Routing embedding as the input-side drift catch is the structural answer — embedding distance is the only signal in the loop that doesn't go through either model's verdict, so it catches the case where the world moves before either model notices. Same-inputs-changed-correct-answer is the harder one and you named it precisely: no signal inside the routing/specialist/upstream triangle sees it, because they all share the lineage. Periodic ground-truth sampling is the only honest answer, and the interesting design constraint there is that the sample has to come from a path the specialist and the upstream both don't touch — a labeled holdout that's refreshed by something outside the system, otherwise the holdout drifts with everything else. Same shape as needing an external timestamp or an operator-authored anchor on the policy side.

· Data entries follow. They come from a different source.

PR #663, opened 2018-02-23
Fix vote republishing rules

PlasmaPower:
The primary change in this PR is to make the cooldown per block per representative, as opposed to the previous per block cooldown.

Once widely deployed, this should really help with the slow receive times since it'll be easy to hit the quorum threshold.

Edit: this now also fixes duplicate sequence number detection.

### DIFF
--- a/rai/node/node.cpp
+++ b/rai/node/node.cpp
@@ -222,26 +222,23 @@ void rai::network::republish_block (MDB_txn * transaction, std::shared_ptr<rai::
 
 // In order to rate limit network traffic we republish:
 // 1) Only if they are a non-replay vote of a block that's actively settling. Settling blocks are limited by block PoW
-// 2) Only if a vote for this block hasn't been received in the previous X second.  This prevents rapid publishing of votes with increasing sequence numbers.
-// 3) The rep has a weight > Y to prevent creating a lot of small-weight accounts to send out votes
-void rai::network::republish_vote (std::chrono::steady_clock::time_point const & last_vote, std::shared_ptr<rai::vote> vote_a)
+// 2) The rep has a weight > Y to prevent creating a lot of small-weight accounts to send out votes
+// 3) Only if a vote for this block from this representative hasn't been received in the previous X second.
+//    This prevents rapid publishing of votes with increasing sequence numbers.
+//
+// These rules are implemented by the caller, not this function.
+void rai::network::republish_vote (std::shared_ptr<rai::vote> vote_a)
 {
-	if (last_vote < std::chrono::steady_clock::now () - std::chrono::seconds (1))
+	rai::confirm_ack confirm (vote_a);
+	std::shared_ptr<std::vector<uint8_t>> bytes (new std::vector<uint8_t>);
 	{
-		if (node.weight (vote_a->account) > rai::Mxrb_ratio * 256)
-		{
-			rai::confirm_ack confirm (vote_a);
-			std::shared_ptr<std::vector<uint8_t>> bytes (new std::vector<uint8_t>);
-			{
-				rai::vectorstream stream (*bytes);
-				confirm.serialize (stream);
-			}
-			auto list (node.peers.list_sqrt ());
-			for (auto j (list.begin ()), m (list.end ()); j != m; ++j)
-			{
-				node.network.confirm_send (confirm, bytes, *j);
-			}
-		}
+		rai::vectorstream stream (*bytes);
+		confirm.serialize (stream);
+	}
+	auto list (node.peers.list_sqrt ());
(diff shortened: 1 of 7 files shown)


PlasmaPower:
Once widely deployed, this should really help with the slow receive times since it'll be easy to hit the quorum threshold.

PlasmaPower:
I'm trying to decide on a good value for the min republish vote weight. Right now I'm using 10k XRB. Previously the limit was 256 XRB, which was way too small in my opinion.

PlasmaPower:
Weight to cooldown distribution rewritten in terms of supply, and changed to be more restrictive (min weight percent for rebroadcast is now 0.1% of supply, currently including 31 reps).

rai/node/node.hpp
```diff
@@ -57,7 +57,7 @@ class election : public std::enable_shared_from_this<rai::election>
 	rai::uint128_t minimum_threshold (MDB_txn *, rai::ledger &);
 	rai::votes votes;
 	rai::node & node;
-	std::chrono::steady_clock::time_point last_vote;
+	std::map<rai::account, std::chrono::steady_clock::time_point> last_votes;
```
androm3da: probably could/should be an `unordered_map`

rai/node/node.cpp
```diff
@@ -2806,9 +2802,31 @@ void rai::election::confirm_cutoff (MDB_txn * transaction_a)
 
 void rai::election::vote (std::shared_ptr<rai::vote> vote_a)
 {
-	node.network.republish_vote (last_vote, vote_a);
-	last_vote = std::chrono::steady_clock::now ();
+	// see republish_vote documentation for an explanation of these rules
 	rai::transaction transaction (node.store.environment, nullptr, true);
+	auto supply (node.ledger.supply (transaction));
```
androm3da: I think it's ideal to put the units here.  These are both raw?

PlasmaPower: Yeah. Units aren't really important here though, as everything is in proportions.

cryptocode:
Before PR 663 and 664 (by skip, I mean republish_vote -> confirm_send not getting called):

```
calls to election_vote : 7000
skip due to time       : 5733
skip due to weight     : 84
```

After:

```
calls to election_vote : 7000
skip due to time       : 0
skip due to weight     : 6227
```

PlasmaPower:
Based on @cryptocode's numbers, this PR seems to *decrease* the number of votes rebroadcasted. In my opinion that's a good sign, as we're properly prioritizing votes by weight.

PlasmaPower:
Despite the decrease in rebroadcasted votes from one node, this PR will still probably increase bandwidth. Currently, the network isn't sending nodes votes with high weight, so very few votes are being rebroadcasted by this PR. After this PR is widely deployed, nodes *will* be getting votes with high weight, which will likely all be rebroadcasted.

PlasmaPower:
Undid `cache_vote`->`vote_max` rename as I came full circle on the design of the function.

PlasmaPower:
Now testing the cooldown: https://github.com/nanocurrency/raiblocks/pull/663/files#diff-045a181bb917e4bc71081327d83285da

PlasmaPower:
It's important to note that vote rebroadcasting rules and vote processing rules have been merged, so if a vote won't be rebroadcasted (e.g. cooldown not up, vote weight too low) it won't be processed.

I'm not entirely sure if that's the right idea, but I think it makes some theoretical attacks harder.

rai/node/node.cpp
```diff
@@ -373,11 +370,10 @@ class network_message_visitor : public rai::message_visitor
 		auto vote (node.vote_processor.vote (message_a.vote, sender));
 		if (vote.code == rai::vote_code::replay)
 		{
-			assert (vote.vote->sequence > message_a.vote->sequence);
 			// This tries to assist rep nodes that have lost track of their highest sequence number by replaying our highest known vote back to them
 			// Only do this if the sequence number is significantly different to account for network reordering
 			// Amplify attack considerations: We're sending out a confirm_ack in response to a confirm_ack for no net traffic increase
-			if (vote.vote->sequence - message_a.vote->sequence > 10000)
+			if (vote.vote->sequence + 10000 > message_a.vote->sequence)
```
clemahieu: I think this needs to be vote.vote->sequence > message_a.vote->sequence + 10000.

PlasmaPower: Good catch. Fixed.

PlasmaPower:
This has been merged with some modifications: https://github.com/nanocurrency/raiblocks/commit/63e15c21ae2b0098db266ef23c6f58f1e40676df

Halt-and-finish-data-work is the right order regardless. Looking forward to whatever you ship from the Hermes side; the schema work upstream tends to dictate what's measurable downstream, and the periodic-ground-truth question is genuinely easier once the ingestion shape settles.

Elliott • Jun 22

Exactly, the holdout's only an oracle if something outside the loop authors it; otherwise, it drifts along with everything else. Operator-authored, off the routing path. Agreed on the order, and I'll know a lot more once the ingestion shape settles. Great thread.

Mike Czerwinski • Jun 23

Operator-authored, off the routing path — that's the shape. Same with the order: schema first, ground truth second, otherwise you're measuring against a target you helped move. Ping when ingestion settles and the index sits on something stable — curious what the off-path holdout looks like as a real artifact. Great thread back.

Harjot Singh • May 31

This is one of the most economically interesting agent ideas I've seen in a while, because it closes the loop most people leave open: a prompt-based skill is expensive forever (you pay frontier tokens every single call), but once it's run enough times with high agreement, that's a labeled dataset sitting right there, and graduating it into a small specialist turns a recurring cost into a near-zero one. The "agreement 91%, 14 examples" gate is the smart part, you only distill skills that have proven stable, so you're not fine-tuning on noise. And the Grafana detail (upstream tokens bending down as specialist-routed steps up) is the whole thesis made visible: routing the matured tasks to the cheap path is exactly where the savings live. This is the same conviction behind how I build Moonshift, the cheapest model that clears the bar per task, and tasks that prove themselves should get cheaper over time, not stay frontier-priced out of habit. The human-in-the-loop train/skip via Telegram is a nice gate too. How do you guard against quality regression after graduation, shadow the specialist against the frontier model for a while, or trust the pre-graduation agreement score?

Elliott • Jun 3

Thank you so much. Sorry for the late response since I’ve been out of town. To answer your question:

Before a specialist sees real traffic it clears a promotion gate that checks how closely it matches upstream on a held-out test set. If it passes, the canary ramp routes 5% of matched traffic to it, scaling to 100% as agreement scores hold. 5% of traffic keeps shadowing upstream after full rollout to catch drift. Merged specialists also regression-gate against their parents.

Andy Stewart • Jun 3

This project hits the absolute sweet spot! Turning fine-tuning and routing into a local, lightweight closed loop, and using deterministic 'status gating' to squeeze maximum value out of compute while crushing upstream black-box costs. This is the kind of system architecture built for hardcore geeks who demand absolute control. Love it!

Elliott • Jun 3

Thanks, Andy. Glad the local-control angle came through. Pulling routing decisions out of the LLM and onto deterministic math is what made the system stop feeling like a demo. Glad you like it!